Throw in the belief in some quarters that Kimi Raikkonen and Lotus could be the dark horses, and that Mercedes have the race pace to match McLaren, and it’s not difficult to see that 2012 could be a lot less predictable - at least in its early stages.

“It’s going to be a freaky one!” Lotus chief Eric Boullier suggested. “Qualifying in Melbourne and the first races are going to be unpredictable. The tyres are going to make things very interesting. If you push too hard in qualifying then you are going to be screwed for the first part of the race - and if you pit too early it may mean you need to make an extra stop.

"It’s going to be interesting, but we like the challenge. We would always love to have a car that is two seconds faster than the other ones, which would be very comfortable for us, but in the end we like the fight as well."

Meanwhile, Raikkonen said: "You need a car with good traction and everything from testing says that the E20 has good traction so that will help us. Strong turn-in and stable braking help too, and those areas also feel good with the car so we are well placed.

"My engineers have been running simulations and looking at the test data so we have an idea of how the car should work at Albert Park, but we won’t know for sure until we get out on track. It's very difficult to say before we’ve been out on track, but I think and hope we’ll be reasonably strong."

At Mercedes, team principal Ross Brawn said having six world champions on the grid for the first time can only add to the excitement. “It’s great for Formula One to have so many world champions. It’s the quality of the field and the fact that the cars look like they are going to be close this year. It’s going to be a really exciting season and it could be one of the best seasons we have seen for a number of years, so I am quite looking forward to a very challenging season. I am expecting the tightest start to a season that we have seen for a number of years."

Meanwhile, as both Red Bull and McLaren remain ominously confident, Fernando Alonso has urged Ferrari to maintain an even strain after their testing difficulties.

"We have to stay cool and calm and take one step at a time, starting with the race in Melbourne where we will get an initial impression," the Spaniard said.

"Once we know where we stand, then we can set ourselves more precise targets.
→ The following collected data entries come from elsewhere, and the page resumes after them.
PR #309, opened 2023-09-13
feat: add automated changelog with release please

eden-chan:
Might be a good idea to set up `staging`

generate release PRs based on the conventionalcommits.org spec
https://github.com/googleapis/release-please

### DIFF
--- a/.github/workflows/release-please.yml
+++ b/.github/workflows/release-please.yml
@@ -1,0 +1,19 @@
+on:
+  push:
+    branches:
+      - main
+
+permissions:
+  contents: write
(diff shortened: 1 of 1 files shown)


jordanbtucker:
Thanks for the suggestion. I think this will be a great idea once this project settles in a little more. For now, I think we want to keep a more hands-on approach with our changelogs.

KillianLucas:
As @jordanbtucker mentioned, best to have more control over change-log at this stage. Thanks for the contribution @eden-chan! I'm sure we'll do something like this in the future.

One thing's for sure, with the will to win that inhabits everyone at Ferrari and with the history we have behind us, we feel a responsibility to do well: for us, for our fans and for our partners and that goes for all of us. We must all pull together to reach this target.

"We definitely still need to improve a lot, working on our understanding of the F2012, adapting my driving style to a new car which, with the loss of aerodynamic downforce at the rear and the new Pirelli tyres, is a bit harder to drive.

"We know in which direction we need to go in terms of car development and that's an important step. Sure, we will have to grit our teeth for the first few races, but first of all, we have to see exactly where we are in terms of being competitive and then give our all to bring home as many points as possible in this early stage of the championship.”

The midfield looks set to be even tighter than at the back end of 2011, with Force India, Sauber, Toro Rosso and Williams having all enjoyed encouraging pre-season tests. Melbourne should also tell us whether Caterham - now KERS-equipped - have taken a big enough step forward to latch on to that pack. For backmarkers HRT and Marussia, however, Albert Park will be largely a test run, after neither team managed to ready their 2012 cars in time for the pre-season sessions.

Melbourne’s 5.303 kilometre (3.295 mile) circuit has had some minor safety changes since 2011 and also gets an extra DRS zone. The zone on the start-finish straight remains, joined by a second on the subsequent straight between Turns 2 and 3. Both share a single detection point, just prior to Turn 14.

Sunday’s race will again run over 58 laps or 307.574 kilometres (191.110 miles). It starts at 1700 hours local time, 0600 hours GMT.